Data section section start
PR #1602, opened 2022-08-03
[ENG-3915] Modify overview leftnav to show badges

chth0n1x:
-   Ticket: https://openscience.atlassian.net/browse/ENG-3915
Data section section end
Your answer should be the listing itself, repeated exactly.

PR #1602, opened 2022-08-03
[ENG-3915] Modify overview leftnav to show badges

chth0n1x:
-   Ticket: https://openscience.atlassian.net/browse/ENG-3915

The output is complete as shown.